---- Material provided

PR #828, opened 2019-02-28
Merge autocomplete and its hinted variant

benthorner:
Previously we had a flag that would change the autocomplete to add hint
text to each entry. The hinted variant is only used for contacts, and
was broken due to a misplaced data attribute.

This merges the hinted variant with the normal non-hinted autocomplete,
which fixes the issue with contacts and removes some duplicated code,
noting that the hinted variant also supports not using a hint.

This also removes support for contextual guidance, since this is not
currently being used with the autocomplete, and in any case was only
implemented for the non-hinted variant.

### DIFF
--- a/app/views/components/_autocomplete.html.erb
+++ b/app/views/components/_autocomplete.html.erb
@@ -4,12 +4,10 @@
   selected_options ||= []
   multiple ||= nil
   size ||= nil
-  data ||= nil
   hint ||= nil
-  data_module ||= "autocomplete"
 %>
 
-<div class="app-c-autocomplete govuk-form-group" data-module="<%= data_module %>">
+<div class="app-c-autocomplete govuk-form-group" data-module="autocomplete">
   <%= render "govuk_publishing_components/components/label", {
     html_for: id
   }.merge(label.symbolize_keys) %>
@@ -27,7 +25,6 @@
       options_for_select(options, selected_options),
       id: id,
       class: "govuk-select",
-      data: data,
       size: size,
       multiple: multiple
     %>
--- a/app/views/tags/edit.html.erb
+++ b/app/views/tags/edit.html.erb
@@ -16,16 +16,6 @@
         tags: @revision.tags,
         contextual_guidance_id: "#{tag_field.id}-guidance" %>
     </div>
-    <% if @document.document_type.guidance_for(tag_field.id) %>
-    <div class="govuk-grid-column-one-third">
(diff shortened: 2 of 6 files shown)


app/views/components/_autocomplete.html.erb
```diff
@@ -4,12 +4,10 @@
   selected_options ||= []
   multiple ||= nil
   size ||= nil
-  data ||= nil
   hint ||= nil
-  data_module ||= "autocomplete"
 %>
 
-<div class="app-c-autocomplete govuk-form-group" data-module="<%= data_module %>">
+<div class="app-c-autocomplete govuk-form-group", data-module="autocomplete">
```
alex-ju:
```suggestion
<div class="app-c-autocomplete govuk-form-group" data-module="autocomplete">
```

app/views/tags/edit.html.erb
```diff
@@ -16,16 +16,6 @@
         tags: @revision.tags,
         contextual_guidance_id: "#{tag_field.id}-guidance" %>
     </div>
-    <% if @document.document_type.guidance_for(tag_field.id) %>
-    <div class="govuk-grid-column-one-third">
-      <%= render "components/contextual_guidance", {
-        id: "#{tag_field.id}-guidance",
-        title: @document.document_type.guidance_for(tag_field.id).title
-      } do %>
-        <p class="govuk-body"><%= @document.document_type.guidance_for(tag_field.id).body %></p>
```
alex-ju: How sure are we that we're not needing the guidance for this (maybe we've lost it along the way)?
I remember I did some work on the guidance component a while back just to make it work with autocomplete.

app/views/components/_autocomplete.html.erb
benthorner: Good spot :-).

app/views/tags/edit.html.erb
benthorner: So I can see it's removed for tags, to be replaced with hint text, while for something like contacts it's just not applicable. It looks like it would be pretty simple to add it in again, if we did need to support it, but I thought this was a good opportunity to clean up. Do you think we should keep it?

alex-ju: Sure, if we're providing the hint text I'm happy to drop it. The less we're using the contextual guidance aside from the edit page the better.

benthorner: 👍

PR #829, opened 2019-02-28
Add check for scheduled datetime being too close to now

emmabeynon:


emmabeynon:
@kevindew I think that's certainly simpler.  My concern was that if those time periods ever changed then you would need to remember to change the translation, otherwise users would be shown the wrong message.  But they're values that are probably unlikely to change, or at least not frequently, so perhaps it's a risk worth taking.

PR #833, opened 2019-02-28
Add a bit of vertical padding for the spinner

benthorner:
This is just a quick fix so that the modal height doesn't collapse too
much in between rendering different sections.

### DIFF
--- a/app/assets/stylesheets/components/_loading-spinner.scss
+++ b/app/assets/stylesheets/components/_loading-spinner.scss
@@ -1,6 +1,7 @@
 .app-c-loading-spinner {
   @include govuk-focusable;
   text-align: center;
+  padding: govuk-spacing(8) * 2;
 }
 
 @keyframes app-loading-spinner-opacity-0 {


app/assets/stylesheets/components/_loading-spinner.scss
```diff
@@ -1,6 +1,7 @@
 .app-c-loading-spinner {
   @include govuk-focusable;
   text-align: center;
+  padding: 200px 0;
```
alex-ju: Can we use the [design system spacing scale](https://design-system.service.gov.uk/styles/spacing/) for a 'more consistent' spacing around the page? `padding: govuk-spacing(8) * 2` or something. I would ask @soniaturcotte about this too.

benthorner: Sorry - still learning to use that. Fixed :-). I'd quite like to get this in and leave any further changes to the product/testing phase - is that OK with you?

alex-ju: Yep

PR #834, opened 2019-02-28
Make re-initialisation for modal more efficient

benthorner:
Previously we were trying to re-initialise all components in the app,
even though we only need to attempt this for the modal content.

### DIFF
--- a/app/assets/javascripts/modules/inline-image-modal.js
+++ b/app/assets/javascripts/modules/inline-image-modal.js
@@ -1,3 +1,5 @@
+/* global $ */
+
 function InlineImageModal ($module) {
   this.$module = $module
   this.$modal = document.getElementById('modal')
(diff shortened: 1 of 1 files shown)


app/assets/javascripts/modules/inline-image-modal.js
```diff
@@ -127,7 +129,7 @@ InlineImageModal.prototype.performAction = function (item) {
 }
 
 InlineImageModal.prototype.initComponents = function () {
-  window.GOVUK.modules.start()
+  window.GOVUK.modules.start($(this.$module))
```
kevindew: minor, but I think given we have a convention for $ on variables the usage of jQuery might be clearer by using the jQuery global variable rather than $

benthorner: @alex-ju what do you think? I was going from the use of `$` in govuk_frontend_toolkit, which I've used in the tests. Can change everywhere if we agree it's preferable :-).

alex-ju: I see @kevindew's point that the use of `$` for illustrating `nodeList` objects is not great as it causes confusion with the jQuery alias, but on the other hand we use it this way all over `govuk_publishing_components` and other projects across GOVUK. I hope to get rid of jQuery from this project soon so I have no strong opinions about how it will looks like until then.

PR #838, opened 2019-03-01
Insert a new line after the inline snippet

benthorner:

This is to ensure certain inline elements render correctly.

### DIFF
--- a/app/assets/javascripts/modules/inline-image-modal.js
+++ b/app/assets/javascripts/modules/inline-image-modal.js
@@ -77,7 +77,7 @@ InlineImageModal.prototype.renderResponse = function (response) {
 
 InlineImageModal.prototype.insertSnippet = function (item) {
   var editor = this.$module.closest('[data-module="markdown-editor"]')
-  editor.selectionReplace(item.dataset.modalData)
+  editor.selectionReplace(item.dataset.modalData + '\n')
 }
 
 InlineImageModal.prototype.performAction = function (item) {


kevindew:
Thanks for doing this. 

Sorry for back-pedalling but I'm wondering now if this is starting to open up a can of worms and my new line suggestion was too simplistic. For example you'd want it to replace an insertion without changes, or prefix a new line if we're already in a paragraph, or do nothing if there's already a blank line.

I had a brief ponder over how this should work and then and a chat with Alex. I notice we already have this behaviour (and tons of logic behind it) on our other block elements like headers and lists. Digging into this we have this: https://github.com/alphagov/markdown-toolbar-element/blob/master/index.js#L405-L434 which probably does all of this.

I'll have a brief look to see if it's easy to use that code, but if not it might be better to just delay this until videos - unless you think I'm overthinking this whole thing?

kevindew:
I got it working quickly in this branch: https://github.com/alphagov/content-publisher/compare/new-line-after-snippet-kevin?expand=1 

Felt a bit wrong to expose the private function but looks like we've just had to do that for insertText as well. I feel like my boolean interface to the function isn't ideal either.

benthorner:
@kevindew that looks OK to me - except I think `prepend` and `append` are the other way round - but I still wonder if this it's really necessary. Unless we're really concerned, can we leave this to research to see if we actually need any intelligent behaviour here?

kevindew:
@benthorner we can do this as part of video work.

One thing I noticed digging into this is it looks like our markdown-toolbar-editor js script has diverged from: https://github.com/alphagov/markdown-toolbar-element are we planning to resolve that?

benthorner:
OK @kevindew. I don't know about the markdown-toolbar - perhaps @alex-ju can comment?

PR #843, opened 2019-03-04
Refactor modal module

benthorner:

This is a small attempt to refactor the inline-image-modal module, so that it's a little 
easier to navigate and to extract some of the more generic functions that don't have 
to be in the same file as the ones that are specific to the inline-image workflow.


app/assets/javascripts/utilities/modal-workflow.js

--------

Work order:
What you return should be exactly the lines above, starting at the one with "PR #834, opened 2019-02-28" and ending at the one with "(diff shortened: 1 of 1 files shown)", and nothing else.

Problem solution:
PR #834, opened 2019-02-28
Make re-initialisation for modal more efficient

benthorner:
Previously we were trying to re-initialise all components in the app,
even though we only need to attempt this for the modal content.

### DIFF
--- a/app/assets/javascripts/modules/inline-image-modal.js
+++ b/app/assets/javascripts/modules/inline-image-modal.js
@@ -1,3 +1,5 @@
+/* global $ */
+
 function InlineImageModal ($module) {
   this.$module = $module
   this.$modal = document.getElementById('modal')
(diff shortened: 1 of 1 files shown)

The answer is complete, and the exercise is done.